§ Task instructions: Give the lines below again exactly, starting with the line that holds "PR #7063, opened 2026-02-24" and going on through the line that holds "- Introduced the".

*** Data provided ***

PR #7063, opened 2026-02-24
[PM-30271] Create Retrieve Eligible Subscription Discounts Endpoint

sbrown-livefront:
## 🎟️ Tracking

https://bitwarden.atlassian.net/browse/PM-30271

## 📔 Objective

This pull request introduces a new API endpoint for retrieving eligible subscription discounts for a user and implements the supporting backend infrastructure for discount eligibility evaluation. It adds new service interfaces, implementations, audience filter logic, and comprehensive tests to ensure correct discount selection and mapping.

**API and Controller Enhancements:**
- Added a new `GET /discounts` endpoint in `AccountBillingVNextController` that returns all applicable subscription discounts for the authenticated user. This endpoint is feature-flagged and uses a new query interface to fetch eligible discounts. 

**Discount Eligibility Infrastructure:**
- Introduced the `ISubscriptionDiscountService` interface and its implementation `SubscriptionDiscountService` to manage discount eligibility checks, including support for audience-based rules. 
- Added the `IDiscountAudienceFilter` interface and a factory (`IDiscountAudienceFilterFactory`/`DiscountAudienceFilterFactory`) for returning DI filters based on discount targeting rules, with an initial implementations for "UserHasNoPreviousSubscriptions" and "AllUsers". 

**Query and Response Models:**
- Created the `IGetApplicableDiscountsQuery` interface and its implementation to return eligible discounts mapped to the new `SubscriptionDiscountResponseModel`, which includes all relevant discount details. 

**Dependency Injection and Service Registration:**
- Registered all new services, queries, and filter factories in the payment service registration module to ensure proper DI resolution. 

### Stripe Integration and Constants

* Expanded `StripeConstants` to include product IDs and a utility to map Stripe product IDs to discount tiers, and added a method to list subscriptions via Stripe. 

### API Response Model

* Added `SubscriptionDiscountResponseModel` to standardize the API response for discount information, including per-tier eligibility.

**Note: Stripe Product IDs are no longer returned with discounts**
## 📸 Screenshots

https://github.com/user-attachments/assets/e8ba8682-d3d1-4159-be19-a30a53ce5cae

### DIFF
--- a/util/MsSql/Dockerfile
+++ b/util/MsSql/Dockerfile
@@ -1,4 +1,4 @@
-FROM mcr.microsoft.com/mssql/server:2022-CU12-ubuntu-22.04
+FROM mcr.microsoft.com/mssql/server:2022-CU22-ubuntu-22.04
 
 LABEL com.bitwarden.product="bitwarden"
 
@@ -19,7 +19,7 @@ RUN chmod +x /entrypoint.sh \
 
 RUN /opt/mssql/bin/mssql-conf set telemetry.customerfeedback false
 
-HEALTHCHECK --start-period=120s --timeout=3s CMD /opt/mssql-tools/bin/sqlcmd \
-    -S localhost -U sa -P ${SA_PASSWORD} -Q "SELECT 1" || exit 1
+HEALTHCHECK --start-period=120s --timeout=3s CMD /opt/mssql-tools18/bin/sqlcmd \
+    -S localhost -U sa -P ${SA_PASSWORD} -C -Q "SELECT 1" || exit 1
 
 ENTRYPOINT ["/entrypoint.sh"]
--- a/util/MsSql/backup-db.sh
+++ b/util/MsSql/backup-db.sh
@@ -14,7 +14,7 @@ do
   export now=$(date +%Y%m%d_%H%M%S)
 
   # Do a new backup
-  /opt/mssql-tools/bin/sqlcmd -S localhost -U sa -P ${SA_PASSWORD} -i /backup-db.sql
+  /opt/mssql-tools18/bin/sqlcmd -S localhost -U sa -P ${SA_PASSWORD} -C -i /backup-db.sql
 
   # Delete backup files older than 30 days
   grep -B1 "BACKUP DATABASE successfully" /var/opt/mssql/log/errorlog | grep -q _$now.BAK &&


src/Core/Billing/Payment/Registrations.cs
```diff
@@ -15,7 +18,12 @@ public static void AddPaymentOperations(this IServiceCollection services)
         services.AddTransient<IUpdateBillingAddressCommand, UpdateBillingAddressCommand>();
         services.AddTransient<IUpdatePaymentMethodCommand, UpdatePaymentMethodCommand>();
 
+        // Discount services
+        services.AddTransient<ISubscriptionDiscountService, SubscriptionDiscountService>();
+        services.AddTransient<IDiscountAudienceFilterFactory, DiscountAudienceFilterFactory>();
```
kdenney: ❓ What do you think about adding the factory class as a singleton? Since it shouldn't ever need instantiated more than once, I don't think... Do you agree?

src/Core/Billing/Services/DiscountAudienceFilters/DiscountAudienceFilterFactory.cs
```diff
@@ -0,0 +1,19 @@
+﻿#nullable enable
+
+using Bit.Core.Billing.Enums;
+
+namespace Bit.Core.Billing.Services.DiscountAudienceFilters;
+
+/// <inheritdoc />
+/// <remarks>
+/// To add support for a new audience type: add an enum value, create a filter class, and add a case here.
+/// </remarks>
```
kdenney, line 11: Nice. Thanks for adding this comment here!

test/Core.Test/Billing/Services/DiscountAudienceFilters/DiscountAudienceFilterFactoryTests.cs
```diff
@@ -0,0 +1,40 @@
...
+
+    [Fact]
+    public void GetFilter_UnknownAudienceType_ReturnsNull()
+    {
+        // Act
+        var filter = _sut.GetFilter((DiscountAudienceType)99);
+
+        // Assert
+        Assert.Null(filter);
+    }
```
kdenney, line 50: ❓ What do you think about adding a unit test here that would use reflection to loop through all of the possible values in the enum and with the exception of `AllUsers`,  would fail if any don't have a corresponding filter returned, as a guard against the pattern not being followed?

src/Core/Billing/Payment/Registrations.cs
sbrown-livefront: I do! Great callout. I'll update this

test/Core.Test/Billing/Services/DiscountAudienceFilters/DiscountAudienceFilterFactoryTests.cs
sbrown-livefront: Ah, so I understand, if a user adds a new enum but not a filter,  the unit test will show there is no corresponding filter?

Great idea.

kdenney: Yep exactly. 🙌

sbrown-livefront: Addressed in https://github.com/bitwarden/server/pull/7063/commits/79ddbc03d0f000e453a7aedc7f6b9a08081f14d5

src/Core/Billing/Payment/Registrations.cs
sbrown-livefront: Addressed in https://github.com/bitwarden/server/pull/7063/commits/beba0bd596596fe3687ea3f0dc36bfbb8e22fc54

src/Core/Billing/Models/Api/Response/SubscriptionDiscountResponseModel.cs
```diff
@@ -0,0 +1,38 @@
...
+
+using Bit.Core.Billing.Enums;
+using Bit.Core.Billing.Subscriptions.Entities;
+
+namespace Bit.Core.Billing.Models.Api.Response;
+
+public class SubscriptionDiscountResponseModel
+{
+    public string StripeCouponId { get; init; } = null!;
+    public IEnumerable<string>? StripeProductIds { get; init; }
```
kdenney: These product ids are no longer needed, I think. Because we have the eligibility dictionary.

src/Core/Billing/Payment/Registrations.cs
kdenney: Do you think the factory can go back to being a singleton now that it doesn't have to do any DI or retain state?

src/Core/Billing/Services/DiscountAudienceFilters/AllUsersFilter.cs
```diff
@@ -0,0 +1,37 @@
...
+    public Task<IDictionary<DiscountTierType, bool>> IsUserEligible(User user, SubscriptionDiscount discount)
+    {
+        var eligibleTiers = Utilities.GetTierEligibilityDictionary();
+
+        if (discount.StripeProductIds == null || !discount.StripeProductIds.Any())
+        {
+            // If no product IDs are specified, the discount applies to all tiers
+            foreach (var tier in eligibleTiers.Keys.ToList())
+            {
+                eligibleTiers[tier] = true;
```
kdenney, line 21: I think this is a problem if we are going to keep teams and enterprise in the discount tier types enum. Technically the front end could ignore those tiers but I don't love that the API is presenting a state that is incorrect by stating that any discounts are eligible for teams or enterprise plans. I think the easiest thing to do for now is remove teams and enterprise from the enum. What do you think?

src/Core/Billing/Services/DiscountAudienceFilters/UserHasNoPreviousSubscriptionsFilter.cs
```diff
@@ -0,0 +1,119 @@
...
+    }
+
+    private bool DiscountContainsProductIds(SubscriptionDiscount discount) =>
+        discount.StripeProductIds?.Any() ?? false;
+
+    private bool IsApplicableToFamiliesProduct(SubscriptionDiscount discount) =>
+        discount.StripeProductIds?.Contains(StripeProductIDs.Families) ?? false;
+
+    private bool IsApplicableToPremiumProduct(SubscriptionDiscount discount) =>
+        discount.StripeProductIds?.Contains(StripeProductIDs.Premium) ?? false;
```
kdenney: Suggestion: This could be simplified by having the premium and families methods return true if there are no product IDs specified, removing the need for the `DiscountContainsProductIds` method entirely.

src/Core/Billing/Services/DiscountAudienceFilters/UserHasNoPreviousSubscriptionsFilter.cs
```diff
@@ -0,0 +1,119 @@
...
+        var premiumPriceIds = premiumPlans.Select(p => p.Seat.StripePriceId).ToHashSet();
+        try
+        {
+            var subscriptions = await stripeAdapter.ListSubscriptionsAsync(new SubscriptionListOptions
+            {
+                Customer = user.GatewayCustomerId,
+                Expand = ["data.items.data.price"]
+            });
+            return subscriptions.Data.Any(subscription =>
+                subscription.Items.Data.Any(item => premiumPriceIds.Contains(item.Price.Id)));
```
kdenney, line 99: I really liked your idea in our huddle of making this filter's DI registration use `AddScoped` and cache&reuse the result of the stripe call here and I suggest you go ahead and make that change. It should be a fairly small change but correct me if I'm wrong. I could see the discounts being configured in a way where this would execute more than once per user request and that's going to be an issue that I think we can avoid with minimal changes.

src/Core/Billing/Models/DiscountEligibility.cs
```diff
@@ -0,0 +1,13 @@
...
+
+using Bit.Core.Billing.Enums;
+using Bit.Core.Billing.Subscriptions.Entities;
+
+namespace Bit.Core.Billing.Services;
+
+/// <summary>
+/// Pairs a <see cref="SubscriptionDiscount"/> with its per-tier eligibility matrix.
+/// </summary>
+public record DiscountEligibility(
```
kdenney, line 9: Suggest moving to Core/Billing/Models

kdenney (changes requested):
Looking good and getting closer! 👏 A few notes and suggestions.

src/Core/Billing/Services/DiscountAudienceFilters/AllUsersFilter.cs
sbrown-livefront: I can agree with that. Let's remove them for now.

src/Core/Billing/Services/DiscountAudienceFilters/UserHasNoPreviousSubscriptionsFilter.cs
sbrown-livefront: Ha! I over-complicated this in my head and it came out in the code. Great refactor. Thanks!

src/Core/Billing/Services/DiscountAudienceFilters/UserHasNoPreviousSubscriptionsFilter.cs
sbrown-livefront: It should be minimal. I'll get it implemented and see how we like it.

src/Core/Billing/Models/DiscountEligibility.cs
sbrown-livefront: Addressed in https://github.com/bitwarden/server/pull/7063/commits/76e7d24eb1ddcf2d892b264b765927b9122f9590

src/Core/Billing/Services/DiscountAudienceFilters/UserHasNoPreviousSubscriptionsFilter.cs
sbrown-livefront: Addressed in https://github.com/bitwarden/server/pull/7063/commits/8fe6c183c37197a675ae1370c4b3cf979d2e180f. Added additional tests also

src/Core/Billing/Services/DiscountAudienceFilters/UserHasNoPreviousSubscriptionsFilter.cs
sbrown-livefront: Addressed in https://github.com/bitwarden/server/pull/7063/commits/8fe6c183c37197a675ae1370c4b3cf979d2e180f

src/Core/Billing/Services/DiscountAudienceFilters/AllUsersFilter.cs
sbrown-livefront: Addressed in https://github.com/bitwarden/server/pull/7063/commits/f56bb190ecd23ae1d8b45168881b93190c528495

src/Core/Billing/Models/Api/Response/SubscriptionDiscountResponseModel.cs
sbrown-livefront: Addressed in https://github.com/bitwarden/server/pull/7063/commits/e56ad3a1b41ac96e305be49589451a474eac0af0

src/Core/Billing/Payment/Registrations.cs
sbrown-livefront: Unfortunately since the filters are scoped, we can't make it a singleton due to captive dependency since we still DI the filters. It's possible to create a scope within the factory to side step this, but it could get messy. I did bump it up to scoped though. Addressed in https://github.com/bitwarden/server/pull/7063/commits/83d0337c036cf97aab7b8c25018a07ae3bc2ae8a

***
*** Data provided ***

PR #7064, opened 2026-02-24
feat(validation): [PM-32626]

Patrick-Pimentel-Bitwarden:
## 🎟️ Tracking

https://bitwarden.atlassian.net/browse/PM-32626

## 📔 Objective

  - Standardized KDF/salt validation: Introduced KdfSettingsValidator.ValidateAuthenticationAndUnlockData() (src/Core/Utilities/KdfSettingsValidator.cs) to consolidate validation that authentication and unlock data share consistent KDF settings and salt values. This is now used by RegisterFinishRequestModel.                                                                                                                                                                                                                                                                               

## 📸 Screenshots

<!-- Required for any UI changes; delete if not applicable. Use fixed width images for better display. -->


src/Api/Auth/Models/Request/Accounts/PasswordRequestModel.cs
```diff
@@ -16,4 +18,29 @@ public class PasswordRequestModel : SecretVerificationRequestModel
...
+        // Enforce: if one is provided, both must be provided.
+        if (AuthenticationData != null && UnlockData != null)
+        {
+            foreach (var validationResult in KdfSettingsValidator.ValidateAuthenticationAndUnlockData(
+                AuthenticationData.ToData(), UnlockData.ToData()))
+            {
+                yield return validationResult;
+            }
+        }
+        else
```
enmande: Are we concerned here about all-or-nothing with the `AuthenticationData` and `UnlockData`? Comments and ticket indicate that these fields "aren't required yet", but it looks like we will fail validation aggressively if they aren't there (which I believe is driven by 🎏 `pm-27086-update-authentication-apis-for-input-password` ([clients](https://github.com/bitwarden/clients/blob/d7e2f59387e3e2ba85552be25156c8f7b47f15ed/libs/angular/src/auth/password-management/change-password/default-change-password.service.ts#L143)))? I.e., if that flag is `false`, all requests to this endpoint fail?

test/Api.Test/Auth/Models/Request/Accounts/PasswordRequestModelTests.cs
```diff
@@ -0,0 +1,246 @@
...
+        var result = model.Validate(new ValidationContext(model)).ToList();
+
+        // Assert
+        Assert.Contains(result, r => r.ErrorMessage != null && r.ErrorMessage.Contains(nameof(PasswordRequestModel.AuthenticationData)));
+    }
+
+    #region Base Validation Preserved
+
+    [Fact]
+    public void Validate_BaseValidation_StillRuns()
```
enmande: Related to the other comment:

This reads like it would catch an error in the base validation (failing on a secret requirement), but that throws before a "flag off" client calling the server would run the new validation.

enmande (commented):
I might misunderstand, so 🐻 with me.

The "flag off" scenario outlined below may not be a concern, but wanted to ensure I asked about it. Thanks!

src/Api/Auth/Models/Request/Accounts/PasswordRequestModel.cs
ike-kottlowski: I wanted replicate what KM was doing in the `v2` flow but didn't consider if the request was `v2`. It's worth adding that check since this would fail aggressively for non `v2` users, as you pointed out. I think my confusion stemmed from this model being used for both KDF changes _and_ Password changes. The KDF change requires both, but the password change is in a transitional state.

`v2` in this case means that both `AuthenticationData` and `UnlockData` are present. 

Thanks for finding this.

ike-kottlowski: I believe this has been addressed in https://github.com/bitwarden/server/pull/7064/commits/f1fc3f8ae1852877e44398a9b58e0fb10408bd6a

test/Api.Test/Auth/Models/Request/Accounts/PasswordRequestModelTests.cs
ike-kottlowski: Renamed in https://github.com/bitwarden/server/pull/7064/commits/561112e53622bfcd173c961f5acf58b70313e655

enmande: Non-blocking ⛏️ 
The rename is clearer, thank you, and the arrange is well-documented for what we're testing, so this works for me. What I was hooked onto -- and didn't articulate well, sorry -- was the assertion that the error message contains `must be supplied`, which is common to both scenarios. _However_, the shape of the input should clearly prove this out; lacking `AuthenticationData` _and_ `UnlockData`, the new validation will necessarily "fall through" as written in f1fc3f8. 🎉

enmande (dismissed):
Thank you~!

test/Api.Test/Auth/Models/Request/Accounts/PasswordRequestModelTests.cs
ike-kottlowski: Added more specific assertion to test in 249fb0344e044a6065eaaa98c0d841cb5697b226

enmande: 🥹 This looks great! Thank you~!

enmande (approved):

***
*** Data provided ***

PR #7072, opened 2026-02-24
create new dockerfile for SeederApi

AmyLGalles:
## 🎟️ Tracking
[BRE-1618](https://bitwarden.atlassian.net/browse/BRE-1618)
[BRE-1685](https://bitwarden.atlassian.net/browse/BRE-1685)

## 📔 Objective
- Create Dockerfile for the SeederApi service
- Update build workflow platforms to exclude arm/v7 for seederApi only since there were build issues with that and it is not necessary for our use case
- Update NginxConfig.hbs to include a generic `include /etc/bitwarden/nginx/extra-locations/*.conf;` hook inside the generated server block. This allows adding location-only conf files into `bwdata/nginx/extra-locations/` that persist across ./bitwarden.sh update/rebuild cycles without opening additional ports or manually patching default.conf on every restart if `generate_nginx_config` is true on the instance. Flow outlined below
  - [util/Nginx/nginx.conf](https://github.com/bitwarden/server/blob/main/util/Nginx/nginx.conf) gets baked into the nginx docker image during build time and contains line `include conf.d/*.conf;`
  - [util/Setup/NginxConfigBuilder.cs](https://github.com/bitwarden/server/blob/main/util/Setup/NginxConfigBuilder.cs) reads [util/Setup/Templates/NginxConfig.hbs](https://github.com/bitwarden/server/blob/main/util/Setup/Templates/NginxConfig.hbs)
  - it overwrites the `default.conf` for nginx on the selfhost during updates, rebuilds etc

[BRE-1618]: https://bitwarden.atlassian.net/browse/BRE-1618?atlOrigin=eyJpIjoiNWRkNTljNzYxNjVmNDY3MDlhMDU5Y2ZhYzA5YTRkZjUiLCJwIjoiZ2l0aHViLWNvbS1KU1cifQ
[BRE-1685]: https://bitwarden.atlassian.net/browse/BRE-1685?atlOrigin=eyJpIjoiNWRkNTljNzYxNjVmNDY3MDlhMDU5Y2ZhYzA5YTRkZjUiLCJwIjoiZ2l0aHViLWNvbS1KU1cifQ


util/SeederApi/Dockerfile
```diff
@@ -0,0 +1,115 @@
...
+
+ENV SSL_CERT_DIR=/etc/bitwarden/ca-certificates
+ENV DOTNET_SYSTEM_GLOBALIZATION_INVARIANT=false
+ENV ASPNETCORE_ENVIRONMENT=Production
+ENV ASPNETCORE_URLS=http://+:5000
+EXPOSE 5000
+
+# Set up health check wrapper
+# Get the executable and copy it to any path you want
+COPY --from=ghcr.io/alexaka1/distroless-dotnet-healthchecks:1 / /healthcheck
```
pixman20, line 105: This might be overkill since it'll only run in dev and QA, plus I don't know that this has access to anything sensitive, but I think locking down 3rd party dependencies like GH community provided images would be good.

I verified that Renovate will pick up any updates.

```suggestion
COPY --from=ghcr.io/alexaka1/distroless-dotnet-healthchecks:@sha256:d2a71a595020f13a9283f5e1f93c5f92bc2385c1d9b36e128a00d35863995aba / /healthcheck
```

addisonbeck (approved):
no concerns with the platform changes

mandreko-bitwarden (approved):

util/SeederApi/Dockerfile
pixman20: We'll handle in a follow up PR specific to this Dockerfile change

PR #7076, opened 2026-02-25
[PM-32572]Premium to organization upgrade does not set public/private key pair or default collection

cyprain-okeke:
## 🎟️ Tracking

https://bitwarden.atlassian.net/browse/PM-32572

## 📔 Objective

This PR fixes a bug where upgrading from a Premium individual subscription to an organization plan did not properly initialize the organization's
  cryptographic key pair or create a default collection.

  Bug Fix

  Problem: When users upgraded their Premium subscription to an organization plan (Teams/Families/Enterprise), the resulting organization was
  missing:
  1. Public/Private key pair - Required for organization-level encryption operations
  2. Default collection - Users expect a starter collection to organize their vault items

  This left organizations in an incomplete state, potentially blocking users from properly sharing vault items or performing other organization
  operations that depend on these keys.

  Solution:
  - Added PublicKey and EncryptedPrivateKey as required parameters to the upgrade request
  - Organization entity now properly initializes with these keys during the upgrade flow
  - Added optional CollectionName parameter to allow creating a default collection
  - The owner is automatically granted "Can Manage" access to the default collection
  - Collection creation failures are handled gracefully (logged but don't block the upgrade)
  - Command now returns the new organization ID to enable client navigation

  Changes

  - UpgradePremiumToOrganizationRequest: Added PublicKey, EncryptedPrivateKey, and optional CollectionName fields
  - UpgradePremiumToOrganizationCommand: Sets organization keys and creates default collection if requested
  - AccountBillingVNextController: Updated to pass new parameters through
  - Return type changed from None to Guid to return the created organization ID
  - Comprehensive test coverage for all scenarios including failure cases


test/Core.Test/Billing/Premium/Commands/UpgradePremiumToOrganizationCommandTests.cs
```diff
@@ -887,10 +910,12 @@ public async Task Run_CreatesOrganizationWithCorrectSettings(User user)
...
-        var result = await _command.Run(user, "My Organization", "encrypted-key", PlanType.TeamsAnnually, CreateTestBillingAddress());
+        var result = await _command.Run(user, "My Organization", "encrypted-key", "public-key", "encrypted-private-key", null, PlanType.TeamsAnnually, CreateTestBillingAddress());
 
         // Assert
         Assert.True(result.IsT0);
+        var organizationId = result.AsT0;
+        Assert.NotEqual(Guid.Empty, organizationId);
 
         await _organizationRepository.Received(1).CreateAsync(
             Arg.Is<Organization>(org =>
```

***

§ Task response:
PR #7063, opened 2026-02-24
[PM-30271] Create Retrieve Eligible Subscription Discounts Endpoint

sbrown-livefront:
## 🎟️ Tracking

https://bitwarden.atlassian.net/browse/PM-30271

## 📔 Objective

This pull request introduces a new API endpoint for retrieving eligible subscription discounts for a user and implements the supporting backend infrastructure for discount eligibility evaluation. It adds new service interfaces, implementations, audience filter logic, and comprehensive tests to ensure correct discount selection and mapping.

**API and Controller Enhancements:**
- Added a new `GET /discounts` endpoint in `AccountBillingVNextController` that returns all applicable subscription discounts for the authenticated user. This endpoint is feature-flagged and uses a new query interface to fetch eligible discounts. 

**Discount Eligibility Infrastructure:**
- Introduced the `ISubscriptionDiscountService` interface and its implementation `SubscriptionDiscountService` to manage discount eligibility checks, including support for audience-based rules. 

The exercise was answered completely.